[AIM OF THE EXERCISE] Scan the records for the word "disconnecting". Return each line where it is found.

+--

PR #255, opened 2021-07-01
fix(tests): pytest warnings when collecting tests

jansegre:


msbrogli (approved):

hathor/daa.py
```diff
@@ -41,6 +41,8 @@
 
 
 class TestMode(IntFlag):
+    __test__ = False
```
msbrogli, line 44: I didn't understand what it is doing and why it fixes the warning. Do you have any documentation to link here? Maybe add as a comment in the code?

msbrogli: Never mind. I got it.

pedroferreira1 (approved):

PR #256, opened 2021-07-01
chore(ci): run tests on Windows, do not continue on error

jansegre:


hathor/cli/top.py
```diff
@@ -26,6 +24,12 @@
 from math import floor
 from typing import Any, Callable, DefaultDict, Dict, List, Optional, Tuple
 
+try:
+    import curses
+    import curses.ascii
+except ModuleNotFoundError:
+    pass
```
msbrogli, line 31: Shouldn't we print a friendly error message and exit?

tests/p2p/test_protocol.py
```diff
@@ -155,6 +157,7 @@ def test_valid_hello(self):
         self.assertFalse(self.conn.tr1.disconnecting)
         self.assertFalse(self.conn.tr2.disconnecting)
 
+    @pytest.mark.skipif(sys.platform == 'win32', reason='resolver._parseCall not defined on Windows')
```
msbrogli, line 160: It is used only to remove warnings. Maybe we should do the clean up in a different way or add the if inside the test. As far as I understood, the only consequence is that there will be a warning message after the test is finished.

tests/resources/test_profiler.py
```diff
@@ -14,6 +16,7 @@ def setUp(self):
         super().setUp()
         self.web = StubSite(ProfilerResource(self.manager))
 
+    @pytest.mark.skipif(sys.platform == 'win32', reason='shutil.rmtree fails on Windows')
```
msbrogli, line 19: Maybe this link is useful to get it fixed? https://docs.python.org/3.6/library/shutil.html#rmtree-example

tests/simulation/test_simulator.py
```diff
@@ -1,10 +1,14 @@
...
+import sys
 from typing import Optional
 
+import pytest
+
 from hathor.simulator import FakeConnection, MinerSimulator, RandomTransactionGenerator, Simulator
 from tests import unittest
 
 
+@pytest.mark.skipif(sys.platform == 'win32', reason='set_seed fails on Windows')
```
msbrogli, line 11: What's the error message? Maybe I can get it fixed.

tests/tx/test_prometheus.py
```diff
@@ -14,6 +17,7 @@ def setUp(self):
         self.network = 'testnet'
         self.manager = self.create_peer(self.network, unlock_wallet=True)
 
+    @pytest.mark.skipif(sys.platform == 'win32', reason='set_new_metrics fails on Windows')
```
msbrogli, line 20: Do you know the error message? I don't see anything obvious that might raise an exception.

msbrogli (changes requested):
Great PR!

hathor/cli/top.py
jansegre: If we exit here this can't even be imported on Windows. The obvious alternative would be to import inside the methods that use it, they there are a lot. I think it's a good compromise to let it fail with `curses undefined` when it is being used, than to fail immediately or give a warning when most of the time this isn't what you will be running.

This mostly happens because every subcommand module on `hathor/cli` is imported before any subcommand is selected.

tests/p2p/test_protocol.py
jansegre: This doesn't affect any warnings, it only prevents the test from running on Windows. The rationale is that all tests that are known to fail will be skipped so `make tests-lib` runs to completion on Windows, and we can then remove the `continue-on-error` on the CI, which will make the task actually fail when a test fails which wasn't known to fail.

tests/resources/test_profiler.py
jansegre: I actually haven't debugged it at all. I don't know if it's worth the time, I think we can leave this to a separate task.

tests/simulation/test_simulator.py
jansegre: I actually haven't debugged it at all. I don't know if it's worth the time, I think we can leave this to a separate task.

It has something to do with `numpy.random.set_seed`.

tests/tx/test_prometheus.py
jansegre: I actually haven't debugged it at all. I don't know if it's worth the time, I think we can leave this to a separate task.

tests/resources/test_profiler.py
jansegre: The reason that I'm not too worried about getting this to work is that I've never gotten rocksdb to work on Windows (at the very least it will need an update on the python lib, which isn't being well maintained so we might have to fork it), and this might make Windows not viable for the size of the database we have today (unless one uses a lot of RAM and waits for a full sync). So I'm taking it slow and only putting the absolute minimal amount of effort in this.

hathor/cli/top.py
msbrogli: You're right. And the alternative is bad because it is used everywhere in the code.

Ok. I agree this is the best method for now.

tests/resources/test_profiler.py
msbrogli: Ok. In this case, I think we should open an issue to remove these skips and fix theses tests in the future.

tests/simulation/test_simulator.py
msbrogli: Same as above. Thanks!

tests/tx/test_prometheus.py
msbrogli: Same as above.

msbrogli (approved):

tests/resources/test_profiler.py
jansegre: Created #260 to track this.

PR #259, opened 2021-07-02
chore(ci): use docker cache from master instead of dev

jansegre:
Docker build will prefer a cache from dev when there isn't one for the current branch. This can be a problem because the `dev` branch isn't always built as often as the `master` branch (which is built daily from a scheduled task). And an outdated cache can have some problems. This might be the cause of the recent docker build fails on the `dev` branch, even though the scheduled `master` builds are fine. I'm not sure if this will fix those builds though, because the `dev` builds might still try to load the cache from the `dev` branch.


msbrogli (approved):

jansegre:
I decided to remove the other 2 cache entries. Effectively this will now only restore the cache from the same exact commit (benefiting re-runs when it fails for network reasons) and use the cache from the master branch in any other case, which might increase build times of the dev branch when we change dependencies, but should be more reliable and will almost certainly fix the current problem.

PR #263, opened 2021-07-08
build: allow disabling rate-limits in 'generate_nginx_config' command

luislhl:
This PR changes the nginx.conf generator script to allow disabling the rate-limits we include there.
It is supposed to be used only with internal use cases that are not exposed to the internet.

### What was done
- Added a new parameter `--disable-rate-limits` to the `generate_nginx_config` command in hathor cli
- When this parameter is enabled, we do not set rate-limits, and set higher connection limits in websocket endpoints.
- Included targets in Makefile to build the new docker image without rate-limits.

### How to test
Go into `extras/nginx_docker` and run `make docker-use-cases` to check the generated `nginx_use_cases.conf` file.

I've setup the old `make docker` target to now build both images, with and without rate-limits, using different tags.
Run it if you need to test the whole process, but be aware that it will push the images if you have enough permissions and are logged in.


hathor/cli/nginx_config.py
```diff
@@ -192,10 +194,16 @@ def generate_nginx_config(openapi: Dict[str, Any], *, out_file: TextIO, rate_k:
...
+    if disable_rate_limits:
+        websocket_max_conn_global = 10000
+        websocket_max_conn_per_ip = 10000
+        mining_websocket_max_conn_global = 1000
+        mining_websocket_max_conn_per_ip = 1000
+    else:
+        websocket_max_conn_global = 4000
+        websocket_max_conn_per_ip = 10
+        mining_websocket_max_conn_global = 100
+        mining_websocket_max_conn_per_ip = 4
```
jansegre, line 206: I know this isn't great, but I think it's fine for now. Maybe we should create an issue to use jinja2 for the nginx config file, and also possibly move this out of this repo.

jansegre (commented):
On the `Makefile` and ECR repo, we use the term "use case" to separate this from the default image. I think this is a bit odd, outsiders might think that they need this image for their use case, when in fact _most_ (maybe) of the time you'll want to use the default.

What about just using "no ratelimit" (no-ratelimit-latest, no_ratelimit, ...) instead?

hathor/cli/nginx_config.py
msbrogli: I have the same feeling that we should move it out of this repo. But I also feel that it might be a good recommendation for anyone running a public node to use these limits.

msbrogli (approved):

+--

[OUTPUT FOR THIS TASK]
         self.assertFalse(self.conn.tr1.disconnecting)
         self.assertFalse(self.conn.tr2.disconnecting)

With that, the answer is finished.